Entwurf eines Gesetzes zur Stärkung der Demokratie durch Einführung von Volksabstimmungen auf Bundesebene

Berlin, 22. Juli 2026. Wir, die AfD-Bundestagsfraktion, haben einen Gesetzentwurf zur Stärkung der Demokratie durch Einführung von Volksabstimmungen auf Bundesebene vorgelegt. Das Grundgesetz sieht bislang nur in wenigen Ausnahmefällen direktdemokratische Verfahren vor, obwohl wissenschaftliche Erkenntnisse belegen, dass Volksabstimmungen die Bürgerbeteiligung erhöhen, neue Themen auf die politische Agenda bringen und das Machtgefälle zwischen Regierung und Volk zugunsten der Bürger verringern. Unser Entwurf schafft die verfassungsrechtlichen Grundlagen, damit künftig über weitreichende Gesetze, Verfassungsänderungen, internationale Verträge mit Hoheitsübertragungen und weitere Sachfragen direkt abgestimmt werden kann. Neben obligatorischen Volksabstimmungen sieht der Entwurf fakultative Abstimmungen auf Verlangen von einer Million Stimmberechtigten sowie Volksbegehren vor, mit denen die Bürger eigene Gesetzesinitiativen einschließlich Verfassungsänderungen einbringen können.

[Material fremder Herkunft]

PR #6141, opened 2026-04-27
MONGOID-5684 Ensure hash-typed fields return Hash

jamis:
Fixes [MONGOID-5684](https://jira.mongodb.org/browse/MONGOID-5684).

### Problem

When a document with a `field :name, type: Hash` is saved and reloaded, the field value is a `BSON::Document` rather than a plain `Hash`:

```ruby
class Foo
  include Mongoid::Document
  field :feature, type: Hash
end

foo = Foo.create!(feature: { 'x' => 1 })
foo = Foo.find(foo.id)
foo.feature.class  #=> BSON::Document  (should be Hash)
```

This happens because `BSON::Document` is a subclass of `Hash`, so Mongoid's type check passes — but `Hash::ClassMethods` had no `demongoize` method, so the call fell through to `Object.demongoize`, which returns its argument unchanged.

A secondary symptom: after modifying the field, `field_was` returned a plain `Hash` whose string keys weren't accessible via symbol — inconsistent with the `BSON::Document` returned by the getter.

### Fix

**`lib/mongoid/extensions/hash.rb`** — Add `Hash::ClassMethods#demongoize`. When `legacy_hash_fields` is `false`, it converts `BSON::Document` → `Hash` recursively. Plain `Hash` inputs are returned as the same object (no allocation), so subsequent attribute reads are O(1).

**`lib/mongoid/attributes.rb`** — After demongoizing a `BSON::Document` to a plain `Hash`, write the plain `Hash` back into `attributes`. This ensures in-place mutations on the returned value are visible to dirty tracking. The write-back is scoped precisely to the `BSON::Document` → `Hash` conversion and does not affect other field types (Date, Time, BigDecimal, Set, etc.).

**`lib/mongoid/config.rb`** — Add the `legacy_hash_fields` option (default: `true`).

### Feature flag

The fix is opt-in to avoid breaking applications that depend on the current behavior:

```ruby
Mongoid.configure do |config|
  config.legacy_hash_fields = false  # opt in to correct behavior
end
```

The default (`true`) preserves the existing behavior unchanged.

### Performance

`Hash.demongoize` is called on every attribute read. The key question is whether the conversion adds unacceptable overhead.

**Scenario 1 — `legacy_hash_fields: true` (current behavior, BSON::Document returned as-is)**

| Input | Throughput |
|---|---|
| Empty | 7.67M i/s |
| Flat, 5 keys | 7.60M i/s |
| Nested, 3 levels × 10 keys | 7.57M i/s |

O(1), no allocation — just a config check and an early return.

**Scenario 2 — `legacy_hash_fields: false`, first read (BSON::Document input, conversion)**

| Input | Throughput | vs. legacy |
|---|---|---|
| Empty | 5.10M i/s | 1.5× slower |
| Flat, 5 keys | 1.22M i/s | 4.2× slower |
| Nested, 3 levels × 10 keys | 6.87k i/s | **742× slower** |

This is the one-time cost paid when a document is first loaded from the database. For the nested case, 111 `Hash` objects are allocated and 1,110 nodes are visited per call (145 µs on the benchmark machine). This cost is proportional to the size and depth of the stored value.

**Scenario 3 — `legacy_hash_fields: false`, subsequent reads (plain Hash input)**

After the first read, `attributes` holds the converted plain `Hash`. Subsequent reads return it as-is:

| Input | Throughput | vs. legacy |
|---|---|---|
| Empty | 27.2M i/s | 3.5× faster |
| Flat, 5 keys | 27.1M i/s | 3.6× faster |
| Nested, 3 levels × 10 keys | 27.2M i/s | 3.6× faster |

O(1), size-independent — two type checks and an early return.

**Summary:** with `legacy_hash_fields: false`, each Hash-typed attribute read pays a one-time conversion cost proportional to the hash's size. All subsequent reads of that field are faster than the current legacy path. Applications with large, deeply-nested Hash fields loaded frequently from the database should measure the first-read cost against their own document shapes before enabling the flag.

### DIFF
--- a/lib/mongoid/attributes.rb
+++ b/lib/mongoid/attributes.rb
@@ -101,6 +101,11 @@ module Mongoid
     # @api private
     def process_raw_attribute(name, raw, field)
       value = field ? field.demongoize(raw) : raw
+      # When demongoize converts a BSON::Document to a plain Hash (i.e.
+      # legacy_hash_fields is false), store the plain Hash back into
+      # attributes so that in-place mutations on the returned value are
+      # visible to dirty tracking.
+      attributes[name] = value if raw.is_a?(BSON::Document) && !value.is_a?(BSON::Document)
       is_relation = relations.key?(name)
       attribute_will_change!(name) if value.resizable? && !is_relation
       value
--- a/lib/mongoid/config.rb
+++ b/lib/mongoid/config.rb
@@ -78,6 +78,11 @@ module Mongoid
     # Store BigDecimals as Decimal128s instead of strings in the db.
     option :map_big_decimal_to_decimal128, default: true
 
+    # When true (the default), preserve legacy behavior where Hash-typed fields
+    # return BSON::Document after loading from the database. Set to false to
+    # have Hash-typed fields return plain Hash, matching the declared field type.
+    option :legacy_hash_fields, default: true
+
     # Allow BSON::Decimal128 to be parsed and returned directly in
     # field values. When BSON 5 is present and this option is set to false
     # (the default), BSON::Decimal128 values in the database will be returned
--- a/lib/mongoid/extensions/hash.rb
+++ b/lib/mongoid/extensions/hash.rb
@@ -105,6 +105,27 @@ module Mongoid
       Mongoid.deprecate(self, :to_criteria)
 
       module ClassMethods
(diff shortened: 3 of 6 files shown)


jamis:
This implementation imposes an unacceptable overhead with the recursive copy. Closing this in favor of #6142, which addresses only the issue raised in the ticket.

Die Bundesregierung erhält zudem das Recht, dem Volk Sachfragen zur Ermittlung des Volkswillens vorzulegen. Die Länder werden durch ein Ständemehr-Modell angemessen eingebunden, und das Bundesverfassungsgericht wird die Einhaltung der neuen Verfahrensregeln kontrollieren. Mit diesem Vorstoß wollen wir das Selbstbestimmungsrecht des Volkes stärken, langjährige Demokratiedefizite beseitigen und das Vertrauen der Bürger in unsere Demokratie nachhaltig fördern.